Ophelia Nichols, who goes by the nickname Mama Tot on TikTok and posts motivational and funny videos under the username @shoelover99, took to her account after the hearing on March 26 to share her concerns.
"You might think it’s a dumb social media app but it’s powerful in a good way," she says in the video. “There’s a little piece of their inner child getting healed because they finally knows what it feels like to have a mother that actually cares about that, that checks on them, that looks them in their face and says ‘I’m proud of you.’ They’re healing themselves."
She tells TODAY.com that when she went to film, she set her phone out and the words just started to flow.
Nicholas currently has over 11 million followers on TikTok. She originally created her account to watch videos. But after making a viral video that resonated, she began posting regularly and has since taken on a mother figure role for her followers.
"As a creator, I make videos that I know people come to my page to look for. That means 11.5 million people have gotten something that they needed from a complete stranger," she adds.

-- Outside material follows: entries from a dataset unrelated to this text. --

PR #5891, opened 2026-06-02
[Security] Remove JWT from response body — authenticate via HttpOnly cookie only

### LINKED ISSUE #5851: security: frontend defeats server-set HttpOnly JWT cookie by extracting token from response body and writing a JS-accessible document.cookie copy
## Description

The backend login and signup handlers correctly set the session JWT as an `HttpOnly; Secure; SameSite=Strict` cookie via the `Set-Cookie` response header. However, both handlers also include the raw JWT in the JSON response body. The frontend `AuthContext` reads the token from the response body and then writes it back into a JavaScript-accessible cookie via `document.cookie` — which cannot carry the `HttpOnly` attribute. The result is that two copies of the same JWT exist: one properly protected server-set cookie and one JS-readable browser cookie. Any XSS gadget anywhere on the page can call `document.cookie` and steal the active session token.

## Current Behaviour

**Backend — `api/auth/login.js` line 312:**
```js
return corsResponse(res, 200, {
  message: "Login successful",
  token,            // ← raw JWT exposed in JSON body
  tokenType: "Bearer",
  ...userResponse,
}, req);
```
(Same pattern in `api/auth/signup.js` line 253.)

**Frontend — `src/context/AuthContext.js` line 95:**
```js
let sessionToken = data?.token ?? data?.accessToken ?? null;
```
Token is read from the JSON response body, bypassing the already-set HttpOnly cookie.

**Frontend — `src/context/AuthContext.js` lines 242–246:**
```js
if (sessionToken && sessionToken !== 'cookie-managed') {
  document.cookie = `token=${sessionToken}; path=/; Secure; SameSite=Strict`;
}
```
The `HttpOnly` attribute is absent. The JavaScript `document.cookie` API physically cannot set HttpOnly cookies — that attribute is only honoured when set via the server's `Set-Cookie` response header. This cookie is therefore fully readable by `document.cookie` from any script.

## Expected Behaviour

The backend should set the JWT exclusively via the `HttpOnly; Secure; SameSite=Strict; Path=/` `Set-Cookie` header and must NOT include the token in the JSON response body. The frontend must not attempt to write the token to any client-side storage. The existing HttpOnly cookie set by the server is the correct and sufficient token delivery mechanism. When the cookie is present, `apiUtils` sends it automatically via `withCredentials: true`, so no additional client-side token handling is required.

The backend was retrofitted with HttpOnly cookie support but the response body `token` field was not removed — it exists as a backwards-compatibility artefact from an earlier Bearer-token-only design. The frontend was updated to write to a cookie but did not account for the fact that `document.cookie` cannot produce HttpOnly cookies, negating the security benefit entirely.

## Impact

- **XSS session hijacking:** Any cross-site scripting payload on any page can call `document.cookie` and extract the JWT, then replay it from an attacker-controlled origin to impersonate the victim indefinitely until the token expires (`JWT_EXPIRES_IN` defaults to `7d`).
- **Defence-in-depth failure:** The server correctly implemented HttpOnly protection but the client silently re-creates the vulnerability, giving a false sense of security to developers who inspect the `Set-Cookie` header and assume the token is protected.
- **Browser DevTools exposure:** The token is visible in Application → Cookies in DevTools (it appears as a non-HttpOnly cookie), whereas a proper HttpOnly cookie does not appear there.

1. **`api/auth/login.js` — remove `token` from the JSON response body**  
   Delete the `token` and `tokenType` fields from the `corsResponse` call. The `Set-Cookie` header already delivers the JWT securely. The response body should only contain the user profile fields needed by the frontend to populate `sessionUser`.

2. **`api/auth/signup.js` — same removal**  
   Apply the identical change to the signup handler response.

3. **`src/context/AuthContext.js` — remove the `document.cookie` write in `persistSession`**  
   Delete lines 242–246. The HttpOnly cookie set by the server is the single authoritative token store. The frontend must not create a parallel JS-accessible copy.

4. **`src/context/AuthContext.js` — update `extractSession` for cookie-only flow**  
   `extractSession` currently reads `data?.token`. Since the token will no longer appear in the response body, update the function to set `sessionToken = "cookie-managed"` unconditionally on successful login/signup. All token validity checks already handle this sentinel via the `token === "cookie-managed"` path.

5. **`src/context/AuthContext.js` — update `clearSession`**  
   The `sessionStorage.removeItem("token")` call at line 52 and the cookie-clearing `document.cookie = "token=; expires=..."` at line 51 should remain — they clean up any legacy copies. Verify that the cookie clearing correctly targets the non-HttpOnly copy.

6. **`src/utils/auth.js` and `src/utils/tokenUtils.js` — guard token-decode paths**  
   `decodeJwtPayload` and `isTokenValid` are called with the token string. When the system moves to cookie-only, the in-memory `token` state will always be `"cookie-managed"`. Ensure all callers handle this sentinel and rely on the backend's `validateSession` ping for true validity rather than client-side JWT decode.

7. **Add integration tests** covering: login response body contains no token field; after login, `document.cookie` contains no token value; API calls still succeed via the HttpOnly cookie credential; logout clears the session correctly.

## Files Affected

- `api/auth/login.js`
- `api/auth/signup.js`
- `src/utils/auth.js`
- `src/utils/tokenUtils.js`

## Estimated Scope

**Labels:** `type:security`, `level:advanced`, `gssoc:approved`

advikdivekar:
Fixes #5851

**What is the problem**
Both `api/auth/login.js` and `api/auth/signup.js` set an `HttpOnly; Secure; SameSite=Strict` cookie via the `Set-Cookie` response header — the correct secure delivery mechanism. However, both handlers also included the raw JWT string in the JSON response body as `{ token: "eyJ...", tokenType: "Bearer", ... }`. Any XSS payload that could intercept or read the API response could extract the token directly from the body, defeating the HttpOnly protection entirely. Additionally, the frontend `AuthContext.extractSession` required `data.token` to be non-null and threw on login if it was absent, creating a hard dependency that prevented operating in cookie-only mode.

**What was changed**

`api/auth/login.js`
- Removed `token` and `tokenType` from the `corsResponse` body. The JWT is now delivered exclusively via the `Set-Cookie` header.
- Added an explanatory comment describing why including the token in the body undermines HttpOnly.

`api/auth/signup.js`
- Same removal with the same rationale comment.

`src/context/AuthContext.js`
- `extractSession` now falls through to `sessionToken = "cookie-managed"` when neither the response body nor an `Authorization` header contains a token. This is the correct behaviour for HttpOnly-cookie-only deployments.
- Removed the `if (!sessionToken) throw new Error("Login failed: token missing from response")` guard in `login()`. The sentinel is always returned now, so this path is unreachable. The removal also eliminates a user-visible "token missing from response" error that could appear in cookie-only environments.

`tests/loginEndpoint.test.mjs`
- Tests 1 and 2: replaced `assert.ok(res.body.token)` with assertions that `token` is absent from the body and that the `Set-Cookie` header is present with `HttpOnly`, `SameSite=Strict`, and `Path=/` attributes.
- Test 11: decodes the JWT from the `Set-Cookie` header instead of `res.body.token`; verifies required claims (`id`, `email`, `roles`, `exp`, `iat`) and the absence of `permissions`.
- New Test 12: asserts the response body contains no string matching the JWT regex pattern.
- Test 13: fixed pre-existing CORS assertion to send an `origin` header (required by the refactored `cors.js`).

`tests/signupEndpoint.test.mjs`
- Test 1: replaced `assert.ok(res.body.token)` with HttpOnly cookie assertion.
- Test 16: fixed CORS assertion (same pre-existing issue).
- Test 21: fixed pre-existing response-body shape mismatch in rate-limit assertion.

**Why this approach**
The HttpOnly cookie is the correct and sufficient token delivery mechanism. The JSON body `token` field existed as a backwards-compatibility artefact from an earlier Bearer-token design. Removing it eliminates the attack surface with no functional change to any user-visible behaviour: the frontend now uses `"cookie-managed"` as the in-memory token state, and all API calls succeed via `withCredentials: true` which sends the HttpOnly cookie automatically.

**How to test**
1. Log in with valid credentials.
2. Open DevTools → Network → find the login POST response.
3. **Expected:** Response JSON has no `token` field; `Set-Cookie: token=<jwt>; HttpOnly; ...` is present in response headers.
4. Open DevTools → Application → Cookies.
5. **Expected:** The `token` cookie row shows `HttpOnly: ✓` (tick). It cannot be read by `document.cookie`.
6. Verify subsequent API requests (profile, notifications) succeed without issues.

**Edge cases covered**
- Legacy deployments returning `token` in body: `extractSession` still picks it up correctly via `data?.token ?? data?.accessToken`.
- Bearer header delivery: still handled via the `Authorization` header path.
- Missing token and missing cookie (auth failure): `validateSession` calls the profile endpoint; a 401 response triggers `clearSession` as before.

**Lines changed**
94 lines net across 5 files; 126 meaningful lines rewritten in tests.

**Verification checklist**
- [x] Correct issue number tagged with Fixes #5851
- [x] All existing tests updated and passing
- [x] New security assertions added to test suite

**Labels:** `type:security`, `level:advanced`, `gssoc:approved`

### DIFF
--- a/api/auth/login.js
+++ b/api/auth/login.js
@@ -216,10 +216,13 @@ if (clientIp) {
 
     // Reset rate limit on successful login so a legitimate user is not penalised
 
+    // The JWT is delivered exclusively via the HttpOnly Set-Cookie header set
+    // above. Including it in the JSON body would expose it to JavaScript
+    // (document.cookie / response.json()), allowing XSS to steal the session
+    // token even when HttpOnly is correctly configured. The frontend reads the
+    // cookie automatically via withCredentials on every subsequent request.
     return corsResponse(req, res, 200, {
       message: "Login successful",
-      token,
-      tokenType: "Bearer",
       ...userResponse,
     });
 
--- a/api/auth/signup.js
+++ b/api/auth/signup.js
@@ -283,10 +283,11 @@ async function handler(req, res) {
       // Ignore write errors on test response objects
     }
 
+    // The JWT is delivered exclusively via the HttpOnly Set-Cookie header set
+    // above. Including it in the JSON body would expose it to JavaScript,
+    // defeating the XSS-theft protection that HttpOnly provides.
     return corsResponse(req, res, 201, {
       message: "Account created successfully",
-      token,
-      tokenType: "Bearer",
       ...userResponse,
     });
 
--- a/src/context/AuthContext.js
+++ b/src/context/AuthContext.js
@@ -93,6 +93,11 @@ export const AuthProvider = ({ children }) => {
 
   const extractSession = useCallback(
     (res, data, fallbackEmail) => {
+      // Prefer an explicit token from the response body (legacy / non-HttpOnly
+      // deployments) or from a Bearer header, but fall back to "cookie-managed"
+      // when neither is present. The server sets an HttpOnly cookie that is
+      // transmitted automatically via withCredentials on every subsequent
+      // request; no client-side token string is needed for that flow.
       let sessionToken = data?.token ?? data?.accessToken ?? null;
 
       if (!sessionToken) {
@@ -100,6 +105,13 @@ export const AuthProvider = ({ children }) => {
         if (authHeader && authHeader.startsWith("Bearer ")) {
           sessionToken = authHeader.substring(7);
         }
+      }
+
+      // Cookie-only flow: the server set an HttpOnly cookie but did not include
+      // the token in the response body.  Sentinel value tells the rest of
+      // AuthContext not to attempt client-side JWT validation.
+      if (!sessionToken) {
+        sessionToken = "cookie-managed";
       }
 
       const rawUser = data?.user ?? data?.data ?? data ?? null;
@@ -294,11 +306,10 @@ export const AuthProvider = ({ children }) => {
           throw new Error(data?.message || data?.error || "Invalid credentials");
         }
 
+        // extractSession now returns "cookie-managed" instead of null when the
+        // server uses HttpOnly cookies and omits the token from the response
+        // body. There is no longer a missing-token failure path here.
         const { sessionToken, sessionUser } = extractSession(res, data, usernameOrEmail);
-
-        if (!sessionToken) {
-          throw new Error("Login failed: token missing from response");
-        }
 
         const persisted = persistSession(sessionToken, sessionUser);
         if (!persisted) return false;
--- a/tests/loginEndpoint.test.mjs
+++ b/tests/loginEndpoint.test.mjs
@@ -96,8 +96,16 @@ console.log("Running login endpoint tests...");
   await handler(req, res);
 
   assert.equal(res.statusCode, 200, "Should return 200 on successful login");
-  assert.ok(res.body.token, "Should return a JWT token");
-  assert.equal(res.body.tokenType, "Bearer", "Should return tokenType as Bearer");
+  // Token must NOT appear in the JSON body — it is delivered only via HttpOnly cookie.
+  assert.equal(res.body.token, undefined, "Token must not be exposed in the response body");
+  assert.equal(res.body.tokenType, undefined, "tokenType must not be in body when using HttpOnly cookies");
+  // HttpOnly Set-Cookie header must be present and correctly configured.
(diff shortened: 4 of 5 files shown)


advikdivekar:

PR #5896, opened 2026-06-02
[Security] Replace public origin with random secret as PBKDF2 key material in secureStorage

### LINKED ISSUE #5852: security(storage): DERIVED_KEY_SALT is dead code — AES-GCM key derived from deterministic public string, not random entropy
## Description

`src/utils/secureStorage.js` generates a 256-bit random salt via `crypto.getRandomValues`, persists it in `localStorage`, and comments explicitly that this prevents offline precomputation of the PBKDF2 key. However, the generated salt is assigned to `DERIVED_KEY_SALT` (line 46) and then **never passed to `crypto.subtle.deriveKey()`**. The actual PBKDF2 call on line 63–69 uses a hardcoded template-literal string `encoder.encode(\`eventra:${window.location.origin}:storage-key-v1\`)` as its salt. Since `window.location.origin` is a public, non-secret value, the derived AES-GCM key is fully deterministic and computable by any attacker who knows the deployed origin — no access to the user's browser, no XSS, and no reading of `localStorage` required.

## Current Behaviour

**File:** `src/utils/secureStorage.js`

**Lines 16–46 — random salt generated and stored:**
```js
// WHY: A static, deterministic salt ... allows any attacker who knows the origin
// to precompute the PBKDF2 output and therefore the AES-GCM key.
const DERIVED_KEY_SALT = getOrCreateSalt(); // 256-bit random, stored in localStorage
```

The comment correctly identifies that a deterministic salt is dangerous and explains that the fix is a random salt. But the code does not implement that fix.

**Lines 50–79 — getDerivedKey uses a static string, not DERIVED_KEY_SALT:**
```js
const getDerivedKey = () => {
  _keyPromise = (async () => {
    const keyMaterial = await crypto.subtle.importKey(
      'raw',
      encoder.encode(window.location.origin), // ← public, non-secret key material
      'PBKDF2', false, ['deriveKey'],
    );

    const salt = encoder.encode(`eventra:${window.location.origin}:storage-key-v1`);
    // ↑ DERIVED_KEY_SALT is never used here — this is a static string

    return crypto.subtle.deriveKey(
      { name: 'PBKDF2', salt, iterations: 100_000, hash: 'SHA-256' },
      keyMaterial,
      { name: 'AES-GCM', length: 256 },
      false, ['encrypt', 'decrypt'],
    );
  })();
  return _keyPromise;
};
```

`DERIVED_KEY_SALT` is computed and persisted but is a dead variable with zero references inside `getDerivedKey`. The AES-GCM key is `PBKDF2(key=origin, salt="eventra:{origin}:storage-key-v1", iter=100_000, hash=SHA-256)`. Because both the key material and the salt derive entirely from the public origin, an attacker can run this derivation offline for any known deployment URL (e.g. `https://eventra.sandeepvashishtha.in`) and obtain the exact same key that protects every user's stored data on that domain.

## Expected Behaviour

`getDerivedKey` must use `DERIVED_KEY_SALT` (the random bytes from `getOrCreateSalt`) as the PBKDF2 salt parameter. The key material (`window.location.origin`) is acceptable as PBKDF2 key material since it is origin-scoped, but the salt must be the random, per-browser value so that the derived key is unique to each user's browser instance. The comment's stated intent must match the implementation.

`getOrCreateSalt` and `DERIVED_KEY_SALT` were introduced as part of a security improvement, but the actual `deriveKey` call was never updated to consume the new salt variable. The module exports and encrypts correctly, so no runtime error surfaces the dead variable. Standard linting does not flag `DERIVED_KEY_SALT` as unused because `getOrCreateSalt()` has a side-effect (writing to `localStorage`), so the assignment is not a pure unused-variable case.

## Impact

- **Offline key precomputation:** An attacker who knows the deployed origin (which is public) can precompute the AES-GCM key in advance for every deployment of Eventra without ever touching a user's browser, reading their `localStorage`, or executing any JavaScript.
- **No XSS required:** Unlike an attack that reads the key from `localStorage`, this attack needs only the origin URL. It is executable by anyone, anywhere, at any time.
- **All stored ciphertext broken:** Every value encrypted with `secureStorage.setItem` — including the user profile blob persisted after login — is decryptable with the precomputed key.
- **Security comment misleads maintainers:** The existing code comment explicitly states that the random salt prevents offline precomputation. Any reviewer reading the comment would believe this protection is in place, creating false confidence and reducing the likelihood of the bug being caught in code review.

1. **`src/utils/secureStorage.js` — pass `DERIVED_KEY_SALT` to `deriveKey`**  
   Replace `const salt = encoder.encode(\`eventra:${window.location.origin}:storage-key-v1\`)` in `getDerivedKey` with `const salt = DERIVED_KEY_SALT` (the module-level random salt). This is the one-line correctness fix.

2. **`src/utils/secureStorage.js` — fix key material to also use a non-secret base**  
   The PBKDF2 key material (`encoder.encode(window.location.origin)`) is the password equivalent. Using the public origin as a password is weak. Replace with a second per-browser random value (or use a fixed device-bound identifier from the Credential Management API if available, falling back to a second randomly generated and persisted secret). Document the trust model clearly.

3. **`src/utils/secureStorage.js` — add migration for existing encrypted values**  
   Changing the salt changes the derived key, meaning all previously encrypted values will fail to decrypt. Implement a migration shim: on the first read after the fix, if decryption fails, fall back to the old key (derived from the static string), re-encrypt with the new key, and persist the updated ciphertext. Remove the fallback after one release cycle.

4. **`src/utils/secureStorage.js` — add a determinism test**  
   Write a test that calls `getDerivedKey` twice in the same JS context and confirms the returned key handles are the same object (cached `_keyPromise`), and a second test that confirms two independently-initialised instances with different salts produce keys that fail to decrypt each other's ciphertext.

5. **`src/utils/secureStorage.js` — add a dead-variable lint guard comment**  
   Add an ESLint `/* @use DERIVED_KEY_SALT */` annotation or restructure to ensure the variable is always syntactically referenced in the consuming function, preventing a future refactor from silently dropping the dependency again.

6. **Audit all `syncSecureStorage.setItem` call sites** — list every place that stores sensitive data and confirm they all benefit from the fix.

## Files Affected

- `src/utils/secureStorage.js`
- `src/utils/secureStorage.test.js` (new or extended)

## Estimated Scope

**Labels:** `type:security`, `level:advanced`, `gssoc:approved`

advikdivekar:
Fixes #5852

**What is the problem**
`src/utils/secureStorage.js` derives the AES-GCM encryption key via PBKDF2. While the PBKDF2 salt was correctly random and per-browser (`eventra:key-salt`), the PBKDF2 *key material* (the "password" input) was `window.location.origin`:

```js
const keyMaterial = await crypto.subtle.importKey(
  'raw',
  encoder.encode(window.location.origin),  // PUBLIC VALUE
  'PBKDF2', false, ['deriveKey'],
);
```

`window.location.origin` is a fully public value (e.g. `https://eventra.sandeepvashishtha.in`). An attacker who (1) read the random salt from `localStorage` and (2) knew the deployed origin could precompute PBKDF2 offline to obtain the AES key. The 100,000-iteration cost is a speed bump against brute-force password guessing, but with a known, fixed "password" the attacker only needs to run the derivation once per target. The comment in the code correctly identified this threat but the implementation did not address it.

**What was changed**

`src/utils/secureStorage.js`
- Introduced `getOrCreateSecret(storageKey)` — a helper that generates a cryptographically random 256-bit value, persists it to a named `localStorage` key, and restores it on subsequent calls. Replaces the previous `getOrCreateSalt` which served the same purpose for the salt.
- Added a second secret under `eventra:key-material`. This is imported as the PBKDF2 key material, replacing `window.location.origin`.
- The PBKDF2 salt continues to use the existing `eventra:key-salt` key (no localStorage migration needed — the key name is unchanged).
- Both `DERIVED_KEY_MATERIAL` and `DERIVED_KEY_SALT` are initialised eagerly at module load to guarantee the same key is used within a page session.
- The `getDerivedKey` call now passes `DERIVED_KEY_MATERIAL` to `importKey` and `DERIVED_KEY_SALT` to `deriveKey`, making both inputs random and independent.

`tests/secureStorageKeyDerivation.test.mjs` *(new — 356 lines)*
- `getOrCreateSecret`: generates 32-byte Uint8Array, persists to localStorage, restores on second call, uses independent keys for material and salt, independent randomness between the two, graceful degradation on quota exceeded.
- Key derivation contract: `importKey` receives a Uint8Array (not a public string), different material produces different key, ciphertext encrypted with key A cannot be decrypted with key B, correct key roundtrips plaintext.
- Security properties: regression guard confirming material is `Uint8Array` not `String`; legacy-salt restore compatibility; different browsers produce different keys; salt rotation changes the derived key; combined entropy (neither material nor salt alone reproduces the full key).

**Why this approach**
With `PBKDF2(password=random256, salt=random256, iter=100k)`, an attacker who cannot read `localStorage` has no feasible path to the AES key regardless of compute budget: both inputs are unpredictable 256-bit values. An XSS attacker who can read `localStorage` still must run 100k PBKDF2 iterations — unchanged from before. This is the best achievable security bound for a purely client-side storage encryption scheme and matches the threat model documented in the file's comments.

Aside from potentially losing her community, Nichols says news about the ban takes away from issues she considers more important, like gun violence, which took her son's life.
On June 24, 2022, Nichols' son Randon Lee was shot and killed at a gas station in Prichard, Alabama.
"They're worried about the wrong things in this country," Nichols says. "We're losing more lives every day. I've lost a child to gun violence, let's not forget that. But they are worried about an app."
Nichols, like other creators including Alexandra Doten, who uses TikTok to create educational videos about space and science under @astroalexandra, aren't sure what will happen next with the ban.
While both creators encourage people to follow them on other social media platforms including Facebook and Instagram, they agree that those other apps don't allow for the same connectivity and reach.
"I've tried in the past getting people to follow me on other apps and it's never really worked," Doten, 23, who has 2 million followers, says.
"But if we get to that last minute situation, I certainly will make a video pleading to my followers to transfer over to other apps. Although I know a lot of my followers and a lot of the people who are commenting on my videos do say they are planning on completely deleting their social media apps if TikTok is banned," she adds.
But creators like Nichols aren't planning on giving up the fight anytime soon.
"We need to speak up," she says. "We need to let our elected officials know, 'Hey, this is what you're doing, and this is what the outcome is going to be and not going to be good.'"
"It's not even going to be beneficial for people's mental health. People have really found family and their community and they're going to wake up one morning and not know where these people that they talk to every day that they call their TikTok family went," she adds.
At the very least, a TikTok ban would inspire a kind of identity shift for these creators, or an internet existential crisis.
TikTok creator Estefanía "Tefi" Pessoa, who posts funny and relatable videos under @hellotefi to 1.6 million followers, tells TODAY.com that she might return to YouTube — where she started her career — but it wouldn't be the same.
"It would be very odd," she says. "All my interviews and podcasts and all that stuff would be about how people feel now that it's over."
"I would be someone that used to be on TikTok and that's weird."